Sulla polemica tra il meetup di Chiavari del MoVimento 5 Stelle e il consigliere di maggioranza Giovanni Giardini per l’apertura di un nuovo supermercato Gulliver in via Gagliardo, è intervenuto anche l’ex sindaco di Chiavari Roberto Levaggi.

Sulla polemica relativa al supermercato tra il meeetup di Chiavari del M5S e il consigliere di maggioranza, si aggiunge l’ex sindaco

“Giardini  – afferma l’ex primo cittadino – sostiene che “la pratica è un’eredità dell’amministrazione Levaggi”, tirandomi in ballo, come sempre, a sproposito. La proprietà dell’area, che per tanti anni era interessata da insediamento di tipo produttivo e artigianale, presentò una domanda per gli spazi in questione lo scorso anno, in primavera, poco prima della scadenza elettorale. La domanda arrivò direttamente agli uffici, perché questo tipo di pratiche non passano neppure in giunta.
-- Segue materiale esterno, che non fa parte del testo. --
Issue #6, opened 2018-08-29
Add missing tests


martinpitt:
This was some leftover from PR #3, but this got landed with incomplete tests to not further drag it out. At least these tests are missing:

- [x]  Start a running container and make sure that it appears so.
 - [x] Check that container names and container commands are shown correctly. Particularly with commands that have more than one word, to cover correct spacing.
- [x] Cover the "Commit", "Delete", and "Start" buttons in container details. The latter currently causes a crash, this needs to be fixed as well.
- [x] Image details and deletion.

martinpitt:
@QiWang19

marusak:
I believe all of these are currently tested.

PR #10, opened 2018-09-05
Change list updating, add container stop&start dropdown menu.

QiWang19:


src/app.jsx
```diff
@@ -91,18 +99,25 @@ class Application extends React.Component {
                     this._asyncRequestContainers = null;
                     this.setState({containersMeta: reply.containers || []});
                     this.state.containersMeta.map((container) => {
-                        utils.varlinkCall(utils.PODMAN, "io.podman.InspectContainer", JSON.parse('{"name":"' + container.id + '"}'))
+                        utils.varlinkCall(utils.PODMAN, "io.podman.InspectContainer", {name: container.id})
+
                                 .then(reply => {
-                                    const temp_containers = this.state.containers;
+                                    let temp_containers = this.state.containers;
                                     temp_containers.push(JSON.parse(reply.container));
```
martinpitt: I didn't spot that in the previous review: This modifies `this.state` directly, which is invalid. This needs to make a copy, with e. g. `temp_containers = this.state.containers.slice()`. Also, I don't get the simple `push()` - when you call it multiple times, you would never remove the old containers from the state; might be better to make the state an id → props mapping instead of a simple list?

src/app.jsx
```diff
@@ -91,18 +99,25 @@ class Application extends React.Component {
...
                                     this.setState({containers: temp_containers});
                                 })
-                                .catch(ex => console.error("Failed to do InspectImage call:", ex, JSON.stringify(ex)));
+                                .catch(ex => console.error("Failed to do InspectContainer call:", ex, JSON.stringify(ex)));
                     });
-                    this.state.containersMeta.map((container) => {
-                        utils.varlinkCall(utils.PODMAN, "io.podman.GetContainerStats", JSON.parse('{"name":"' + container.id + '"}'))
+                    this.state.containersMeta.filter((ele) => {
```
martinpitt: Can you please document (in the constructor) what exactly `state.containers`, `state.containersMeta`, and `state.containersStats` are? an example how the state looks like would be helpful for following what's going on between these three. Also, it's not helpful for them to be lists if you have to modify them - I would expect these would all just be set from `utils.updateContainers()` (or `updateImages()` etc.) exclusively.

src/app.jsx
```diff
@@ -91,18 +99,25 @@ class Application extends React.Component {
...
+                        if (ele.status === "running") {
+                            return true;
+                        } else {
+                            return false;
+                        }
```
martinpitt: This is a very long-winded way to say `filter(ele => ele.status === "running")`

src/app.jsx
```diff
@@ -91,18 +99,25 @@ class Application extends React.Component {
...
+                    }).map((container) => {
+                        utils.varlinkCall(utils.PODMAN, "io.podman.GetContainerStats", {name: container.id})
                                 .then(reply => {
-                                    const temp_container_stats = this.state.containersStats;
+                                    let temp_container_stats = this.state.containersStats;
                                     if (reply.container) {
                                         temp_container_stats[container.id] = reply.container;
                                     }
```
martinpitt: Same in-place modification of state. Keep in mind that `temp_container_stats = this.state.containersStats` does *not* create a copy, it's just an alias name or reference;  or in C terms, a pointer to the same object.

src/util.js
```diff
@@ -106,3 +107,127 @@ export function format_memory_and_limit(usage, limit) {
...
+    let newContainersStats = [];
+    return new Promise((resolve, reject) => {
+        varlinkCall(PODMAN, "io.podman.ListContainers")
+                .then(reply => {
+                    let newContainersMeta = reply.containers;
+                    if (!newContainersMeta) {
+                        resolve({newContainers: newContainers, newContainersStats: newContainersStats});
+                        return;
+                    }
+                    const len = newContainersMeta.length;
```
martinpitt: This isn't being used anywhere near. If it is two hundred lines below, everyone will have forgotten whose length `len` is. So please drop that and spell it out where you need it, that's safer.

src/util.js
```diff
@@ -106,3 +107,127 @@ export function format_memory_and_limit(usage, limit) {
...
+                                    newContainers.push(inspectRet);
+                                    if (runEle.length === 0 && newContainers.length === len) {
+                                        resolve({newContainers: newContainers, newContainersStats: newContainersStats});
+                                    }
+                                });
+                            })
+                            .catch(ex => {
+                                console.error("Failed to do InspectContainer call:", ex, JSON.stringify(ex));
+                            });
+                    let crtStatsRet = [];
```
martinpitt: is this mean to be `ctrStatsRet`? Might be better to spell out the names, to avoid having to guess what acronyms mean. :)

test/check-application
```diff
@@ -27,37 +27,110 @@ class TestApplication(testlib.MachineCase):
...
         b.click('#containers-images tbody tr:contains("busybox:latest") td.listing-ct-toggle')
         b.wait_present('#containers-images tbody tr:contains("busybox:latest") + tr button.btn-delete')
 
         # run a container (will exit immediately)
-        m.execute("podman run -d --name swamped-crate busybox sh")
+        m.execute("podman run -d --name test-sh alpine sh")
+        # run a container
+        m.execute("podman run -d --name swamped-crate busybox sleep 1000")
 
-        # FIXME: UI needs to listen to change signals and update automatically
```
martinpitt: That comment again moved far down accidentally, it should stay where it is.

src/app.jsx
QiWang19: I also tried to make it a map at first ```temp_containers[container.id] = JSON.parse(reply.container);``` but in JS the array length is 0 because the nonsequence index.  not rendered. I think the reason is in ``` cockpit-components-listing.jsx``` Ln299, it checked ```if (!props.children || props.children.length === 0)```. So I just use array and use ```findIndex()``` if needed. Do you have any ideas about this?

If keep it as an array, can I use this instead of slice()?
```
this.setState(preState => ({
    containers: [...preState.containers, JSON.parse(reply.container)]
}));
```

martinpitt: If you turn this into a map, then of course you have to change the render() function of the component that receives this as property (Containers.jsx?) accordingly, to iterate over the dictionary instead of the map. If you need the length, you can use `Object.keys(state.containers).length`.

You can use the spread operator instead of `.slice()` to copy an array, sure. But as I said, merely appending this is not enough - you will have to remove the old entries for the same ID first.

src/util.js
```diff
@@ -39,22 +39,22 @@ function varlinkCallChannel(channel, method, parameters) {
...
-    })
+    });
 }
 
 function varlinkCallError(error) {
     let str = "";
-    error.error ? str += error.error.toString() : str;
-    error.parameters.reason ? str += " " + error.parameters.reason.toString() : str;
+    str = error.error ? str + error.error.toString() : str;
+    str = error.parameters ? str + " " + error.parameters.reason.toString() : str;
```
martinpitt: I fixed that crash independently in PR #13, as it was making tests fail (and the page Oopsing) on master. So you can take this out on your next rebase.

QiWang19:
@martinpitt PTAL

test/check-application
```diff
@@ -27,37 +27,111 @@ class TestApplication(testlib.MachineCase):
...
+        b.wait_present("#containers-containers-filter .dropdown-menu")
+        b.click("#containers-containers-filter li[data-data='all'] a")
+        b.wait_present("#containers-containers")
+
+    def containerStopDropdown(self):
+        b = self.browser
+        b.wait_present('#containers-containers tbody tr:contains("busybox:latest") + tr button span.caret')
+        b.click('#containers-containers tbody tr:contains("busybox:latest") + tr button span.caret')
+        b.wait_present('#containers-containers tbody tr:contains("busybox:latest") + tr ul:contains("Stop")')
+        b.wait_present('#containers-containers tbody tr:contains("busybox:latest") + tr ul:contains("Restart")')
```
martinpitt: This is just being used once, so IMHO better moved inline in the actual test, to make it easier to read.

test/check-application
```diff
@@ -27,37 +27,111 @@ class TestApplication(testlib.MachineCase):
...
+        # test the container stop dropdown menu under the listing toggle
+        self.containerStopDropdown()
 
+        #show running container
         b.click("#containers-containers-filter button")
         b.wait_present("#containers-containers-filter .dropdown-menu")
         b.click("#containers-containers-filter li[data-data='running'] a")
+        b.wait_present('#containers-containers tr:contains("busybox:latest")')
+        b.wait_present('#containers-containers tr:contains("swamped-crate")')
+        b.wait_present('#containers-containers tr:contains("busybox:latest") + tr:contains("sleep 1000")')
```
martinpitt: This should also have a `wait_not_present` for the stopped alpine container.

test/check-application
```diff
@@ -27,37 +27,111 @@ class TestApplication(testlib.MachineCase):
...
+
+        # delete a stopped container
+        b.click('#containers-containers tbody tr:contains("alpine:latest") td.listing-ct-toggle')
+        b.wait_present('#containers-containers tbody tr:contains("alpine:latest") + tr button.btn-delete')
+        b.click('#containers-containers tbody tr:contains("alpine:latest") + tr button.btn-delete')
+        b.wait_present(".modal-dialog div")
+        b.wait_present(".modal-dialog div .btn-danger")
+        b.click(".modal-dialog div .btn-danger")
+        b.wait_not_present(".modal-dialog div")
+        self.pageReload()
```
martinpitt: If this is required, it hides a bug. Operations that are done through the UI should never require a page reload, only operations that are done on the command line or elsewhere. If this is a necessary workaround for now, it needs a "FIXME" comment with a detailled explanation.

test/check-application
```diff
@@ -27,37 +27,111 @@ class TestApplication(testlib.MachineCase):
...
+        b.wait_present(".modal-dialog div .btn-danger")
+        b.click(".modal-dialog div .btn-danger")
+        self.confirm()
+        b.wait_not_in_text("#containers-containers", "busybox:latest")
+
+    def confirm(self):
+        b = self.browser
+        b.wait_present(".modal-dialog div")
+        b.wait_present(".modal-dialog div .btn-danger")
+        b.click(".modal-dialog div .btn-danger")
```
martinpitt: This should wait until the dialog goes away.

test/check-application
```diff
@@ -27,37 +27,111 @@ class TestApplication(testlib.MachineCase):
...
+        b.wait_present('#containers-containers tr:contains("alpine:latest") td:contains("exited")')
+
+        # delete a stopped container
+        b.click('#containers-containers tbody tr:contains("alpine:latest") td.listing-ct-toggle')
+        b.wait_present('#containers-containers tbody tr:contains("alpine:latest") + tr button.btn-delete')
+        b.click('#containers-containers tbody tr:contains("alpine:latest") + tr button.btn-delete')
+        b.wait_present(".modal-dialog div")
+        b.wait_present(".modal-dialog div .btn-danger")
+        b.click(".modal-dialog div .btn-danger")
+        b.wait_not_present(".modal-dialog div")
```
martinpitt: This should call `self.confirm()` instead of duplicating the code.

test/check-application
```diff
@@ -27,37 +27,111 @@ class TestApplication(testlib.MachineCase):
...
         b.enter_page("/podman")
         b.wait_present("#containers-containers-filter button")
 
-        # show all containers to interact with stopped ones
+        # show all containers and check status
         b.click("#containers-containers-filter button")
-        b.wait_visible("#containers-containers-filter .dropdown-menu")
+        b.wait_present("#containers-containers-filter .dropdown-menu")
         b.click("#containers-containers-filter li[data-data='all'] a")
         b.wait_present("#containers-containers")
```
martinpitt: This should re-use `loadAllContainerlist()`.

test/check-application
```diff
@@ -27,37 +27,111 @@ class TestApplication(testlib.MachineCase):
...
         b.click("#containers-containers-filter li[data-data='running'] a")
+        b.wait_present('#containers-containers tr:contains("busybox:latest")')
+        b.wait_present('#containers-containers tr:contains("swamped-crate")')
+        b.wait_present('#containers-containers tr:contains("busybox:latest") + tr:contains("sleep 1000")')
+
+        # switch to all containers
+        b.wait_present("#containers-containers-filter button")
+        b.click("#containers-containers-filter button")
+        b.wait_present("#containers-containers-filter .dropdown-menu")
+        b.click("#containers-containers-filter li[data-data='all'] a")
```
martinpitt: This again should re-use `loadAllContainerlist()`.

src/util.js
```diff
@@ -106,3 +107,127 @@ export function format_memory_and_limit(usage, limit) {
...
+                    let inspectRet = [];
+                    newContainersMeta.map((container) => {
+                        let proEle = new Promise((resolve, reject) => {
+                            varlinkCall(PODMAN, "io.podman.InspectContainer", {name: container.id})
+                                    .then(reply => {
+                                        resolve(JSON.parse(reply.container));
+                                    })
+                                    .catch(ex => {
+                                        reject(new Error("Failed to do InspectContainer call:", ex, JSON.stringify(ex)));
+                                    });
```
martinpitt: style nitpick: single-line function bodies should not have a `{}`.

src/util.js
```diff
@@ -106,3 +107,127 @@ export function format_memory_and_limit(usage, limit) {
...
+                .then(reply => {
+                    let newContainersMeta = reply.containers;
+                    if (!newContainersMeta) {
+                        resolve({newContainers: newContainers, newContainersStats: newContainersStats});
+                        return;
+                    }
+                    const containerCount = newContainersMeta.length;
+                    let inspectRet = [];
+                    newContainersMeta.map((container) => {
+                        let proEle = new Promise((resolve, reject) => {
```
martinpitt: style nitpick: write this a bit more elegantly with

    `let inspectPromises = newContainersMeta.map(container => new Promise(...));

src/util.js
```diff
@@ -106,3 +107,127 @@ export function format_memory_and_limit(usage, limit) {
         return _("");
     }
 }
+
+// TODO
+export function container_stop(container, timeout) {
+}
+
+export function updateContainers() {
```
martinpitt: Please add a comment what precisely this function returns, and an example that shows the structure.

src/util.js
```diff
@@ -106,3 +107,127 @@ export function format_memory_and_limit(usage, limit) {
...
+                        });
+                        inspectRet.push(proEle);
+                    });
+                    Promise.all(inspectRet)
+                            .then((inspectRet) => {
+                                let runEle = newContainersMeta.filter((ele) => {
+                                    return ele.status === "running";
+                                });
+                                inspectRet.map((inspectRet) => {
+                                    newContainers[inspectRet.ID] = inspectRet;
```
martinpitt: Here you are using `newContainers` as an object (dictionary), but you initialized it as an array (`[]`). While that happens to work somewhat, it is confusing to read, and it's all too easy to call list functions like `.map()` on them (which doesn't work).

src/util.js
```diff
@@ -106,3 +107,127 @@ export function format_memory_and_limit(usage, limit) {
...
+                                    if (runEle.length === 0 && Object.keys(newContainers).length === containerCount) {
+                                        resolve({newContainers: newContainers, newContainersStats: newContainersStats});
+                                    }
```
martinpitt: This is a strange special case. I see what you want to do with the `length === containerCount` (resolve the promise after the last iteration), but this is absolutely not necessary to do it in this convoluted way. Just move the `resolve()` after the `map()` call.

src/util.js
```diff
@@ -106,3 +107,127 @@ export function format_memory_and_limit(usage, limit) {
...
+                                });
+                            })
+                            .catch(ex => {
+                                console.error("Failed to do InspectContainer call:", ex, JSON.stringify(ex));
+                            });
+                    let containerStatsRet = [];
+                    let runCtrArr = newContainersMeta.filter((ele) => {
+                        return ele.status === "running";
+                    }).map((container) => {
```
martinpitt: The same comments from above also apply to the stats section here.

src/util.js
```diff
@@ -106,3 +107,127 @@ export function format_memory_and_limit(usage, limit) {
...
+                                    .catch(ex => {
+                                        reject(new Error("Failed to do InspectImage call:", ex, JSON.stringify(ex)));
+                                    });
+                        });
+                        inspectRet.push(proEle);
+                    });
+                    Promise.all(inspectRet)
+                            .then((inspectRet) => {
+                                inspectRet.map((inspectRet) => {
+                                    newImages[inspectRet.Id] = inspectRet;
```
martinpitt: Much the same comments here; array vs. dictionary conflict, please add a function comment about the return value structure, single-line function bodies, don't do the `inspectRet.push` call, etc.

src/Containers.jsx
```diff
@@ -176,12 +177,12 @@ class Containers extends React.Component {
...
         const containersStats = this.props.containersStats;
         // TODO: check filter text
-        let filtered = this.props.containers.filter(container => (!this.props.onlyShowRunning || container.State.Running));
-        let rows = filtered.map(function (container) {
-            return renderRow(containersStats, container);
+        let filtered = [];
+        Object.keys(this.props.containers).filter(id => { if (!this.props.onlyShowRunning || this.props.containers[id].State.Running) { filtered[id] = this.props.containers[id] } });
+        let rows = Object.keys(filtered).map(function (id) {
+            return this.renderRow(containersStats, this.props.containers[id]);
         }, this);
```
martinpitt: Replace the `function` with an arrow, drop the `this` argument. Also, `filtered` is already a list, no need for `Object.keys` (and you set `filtered` elements as object keys again, which is inconsistent) - it should be a list as you want to show it as a table, and almost certainly want to sort it, too.

src/app.jsx
```diff
@@ -31,17 +31,17 @@ class Application extends React.Component {
...
         this.state = {
             version: { version: "unknown" },
-            images: [],
-            containers: [],
-            imagesMeta: [],
-            containersMeta: [],
-            containersStats:[],
+            images: [], /* detail info of each image from InspectImage */
+            containers: [], /* detail info of each container from InspectContainer */
+            containersStats:[], /* memory usage of running containers */
```
martinpitt: Are these really lists or object maps? Please add examples that show the structure.

src/app.jsx
```diff
@@ -62,6 +62,35 @@ class Application extends React.Component {
         });
     }
 
+    updateContainerStats (newContainerStats) {
+        this.setState({
+            containersStats: newContainerStats
+        });
+    }
```
martinpitt: This is just being used once, and a wrapper around a simple function call. Please eliminate this function, to make the caller easier to read. Every React developer knows what `setState()` does, but when seeing `updateContainerStats()` in code, it's not immediately clear what this does. Also, the "container" vs. "containers" inconsistencies really don't help :)

src/app.jsx
```diff
@@ -73,12 +102,13 @@ class Application extends React.Component {
         this._asyncRequestImages = utils.varlinkCall(utils.PODMAN, "io.podman.ListImages")
```
martinpitt: Don't do the ListImages/ListContainers/InspectImage etc. calls here again. Use the utils.js functions for that.

src/Containers.jsx
QiWang19: here ```filtered``` and ```this.props.containers``` are map-like array, ```filtered[id] = this.props.containers[id]```. That's why ```Object.key``` be use. I'd better keep  ```this.props.containers``` as a map and keep ```filtered``` as an array?

test/check-application
QiWang19: Put test for the stopped alpine container in [#6](https://github.com/cockpit-project/cockpit-podman/issues/6)

src/util.js
QiWang19: Add more promise chain in [#18](https://github.com/cockpit-project/cockpit-podman/pull/18) and move it out of map()

rhatdan:
@QiWang19 Since you are breaking this up into a series of smaller PRs can you close this one?

martinpitt:
Right, let's.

Gli uffici protocollano la domanda e agiscono sulla base delle normative idrogeologiche, urbanistiche e commerciali vigenti. Tengo a sottolineare – prosegue Levaggi – che il piano del commercio e la relativa perimetrazione sono state approvate sotto la supervisione della Regione Liguria nel rispetto delle normative nazionali e regionali. Non sta al sindaco né alla parte politica stabilire se tutti i requisiti sono rispettati, ma ai tecnici dei vari settori del Comune. Quando Giardini parla di “eredità” – dice ancora l’ex sindaco – avrei molto da ridire. L’eredità che ho lasciato a questa maggioranza, ben diversa dai 14 milioni di euro di fatture non pagate che trovai io al mio insediamento, si traduce svariati milioni di euro in cassa, un assai cospicuo avanzo di bilancio, progetti approvati e finanziati, tra cui quello enorme e importantissimo della messa in sicurezza del torrente Rupinaro”.

“L’amministrazione, di cui Giardini, per quanto sgomiti, rappresenta una comparsa totalmente ininfluente, sta lavorando su questa “eredità”, che quindi non ritengo così disdicevole”.

“L’amministrazione, di cui Giardini, per quanto sgomiti, rappresenta una comparsa totalmente ininfluente, sta lavorando su questa “eredità”, che quindi non ritengo così disdicevole. Tornando al supermercato, e detto dei motivi tecnici, faccio però presente che l’attuale maggioranza ha tutti gli strumenti politici per bloccare questa apertura, assumendosi pienamente la propria responsabilità, come recentemente ha dichiarato l’assessore competente al commercio. Non si capisce pertanto il morboso interesse del consigliere Giardini sulla pratica. Si parla di monetizzazioni di trecentomila euro: l’amministrazione Di Capua deve decidere se, a fronte di una cassa con svariati milioni di euro e cospicuo avanzo di amministrazione, ha senso o no incassare questa cifra e autorizzare il supermercato. Altrimenti – ribadisce Levaggi – ha gli strumenti politici per poter fermare l’apertura. Giardini e la giunta comunale imparino a camminare con le proprie gambe e a prendere le decisioni che ritengono più opportune nell’interesse dei chiavaresi, senza continuare a rivangare il passato con un atteggiamento più consono ai bambini del nido che ad amministratori degni di questo nome”.